Consensus Breakout Notes

Owned by Medha Parlikar (Unlicensed)
Last updated: Apr 15, 2018
3 min read


Open Questions:


  • Weights are derived from the hashes
  • No mention of tie breaking property
  • How many races should be allowed to be decided in a single block?
  • What is the synchronicity constraint to prevent a censorship attack (ignores message)
  • Question around paying out of transaction fees where they are delayed.  If fees exceed the validator's stake, then the validator could just walk.  (May require adding a portion of the fees to the bond, bond is held on to for 30 days, etc..)
  • What is the validator rotation / assignment?



Manual versus Automatic Finality

 - the method for enforcing automatic finality is less forgiving.  

  • How many races should be allowed to be decided in a single block?
    • Greg's feeling is that we should go wide and not deep.  Greg only wants to go 1 deep.  Mike asks why not?
      • Going deep let's more code to interact with it, making it more 'fair'.
      • may have to persist phlo beyond a single block. - non issue.  Open question about whether phlo persists across blocks per computation.
      • Program execution goes over multiple blocks, and may take longer.
  •  
    • Run to quiescence - we have an idea of what it means to run to termination.  we can have Phlo refunds.  This model is preferable.
      • Its not one validator gets to choose.  It's 1 trace, but the network agrees on the trace via consensus.
      • If you are willing to race- you shouldn't care.  
    • Going wide -gives you the opportunity to get more clients - other parties.  Non determinism is not fair.
    • It is preferable to have the races go deep.  This makes data feed harder.  Still trying to resolve this.


  • Validators are accepted when a particular block hash is in their justification.  May and Must - at a further height.
    • Each region has to publish it's cost function - changed the cost function after a point
      • Accept in protocol fault tolerance associated with validator rotation.
      • In accepting a new validator - propose that the validator provide a fee to the existing validator pool.
      • Staking rev.


  • Greg argues for a minimum number of validators.
    • Vlad argues that a low security shard attacks the security of the network.
    • May opt to randomly assign validators to regions.

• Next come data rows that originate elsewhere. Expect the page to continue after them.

PR #1617, opened 2018-07-11
[#142184] Allow clickable links in failure message for SAML sign-in

vandrijevik:
# Release Notes

Allow clickable links in failure message for SAML sign-in

# Additional Context

If `fail!` is used with a symbol, Devise performs its own `I18n.t` lookup, which is not marked as `html_safe`. If the argument is a string, it only calls `to_s` on it, so we take advantage of that code path to pass in our own html-safe string.

### DIFF
--- a/vendor/engines/saml_authentication/lib/saml_authentication/saml_authenticatable_with_custom_error.rb
+++ b/vendor/engines/saml_authentication/lib/saml_authentication/saml_authenticatable_with_custom_error.rb
@@ -21,7 +21,7 @@ module Devise
       # failure message for authentication via SAML.
       def failed_auth(msg)
         DeviseSamlAuthenticatable::Logger.send(msg)
-        fail!(:saml_invalid)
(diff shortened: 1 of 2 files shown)


vendor/engines/saml_authentication/lib/saml_authentication/saml_authenticatable_with_custom_error.rb
```diff
@@ -21,7 +21,7 @@ class SamlAuthenticatableWithCustomError < SamlAuthenticatable
       # failure message for authentication via SAML.
       def failed_auth(msg)
         DeviseSamlAuthenticatable::Logger.send(msg)
-        fail!(:saml_invalid)
+        fail!(I18n.t("devise.failure.saml_invalid").html_safe)
```
jhanggi: It's probably a little overkill here, but we could use `text-helpers`'s `html` method and then the output could be in markdown.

  • Validator rotation, have to have a 'superblock' at the root namespace, where at some point all the validators have to synchronize.  At this point the assignment of validator to shards with be rotated.
    • How do you add validators?
    • How does it happen on particular namespaces within them and between them?
    • Introduce a new justification edge to validator change blocks in the top space.  This gives the right to a validator to propose blocks.


  • Any joined namespaces will have the WORST properties of the joins.
  • Graph needs to be well connected.  Regions need to be reasonably well connected.  



  • What is the synchronicity constraint to prevent a censorship attack (ignores message)
    • Censorship rejection via censorship scores - Vitalik's paper.


  • Question around paying out of transaction fees where they are delayed.  If fees exceed the validator's stake, then the validator could just walk.  (May require adding a portion of the fees to the bond, bond is held on to for 30 days, etc..)
    • Validator is in the green - Cost of the initial stake, fees as a percentage of their stake, 
    • If someone wants to take over, they have to buy out all the validator.
    • Maximize the cost of attack, maximize the amount of coin they need to purchase.
    • tradeoff - have to pay the validators out, at some rate relative to the stake they have put in.   Possible reduction of entry fees by providing a loan to reduce the cost.  Possibly just pay out the fees immediately.  Fees are already small compared to the disincentive to losing the deposit. 
    • Validators are going to bond based upon their expected return, Profitable regions will have more validators bonding.  Revenue  divided by interest rate = amount bonded.
    • Fees increase your stake - Kyle - consider the issue of cartels. 



Cost Open questions

Quiescence - The state is a Rholang term that has no further reductions.  That is quiescence - (Eager reduction)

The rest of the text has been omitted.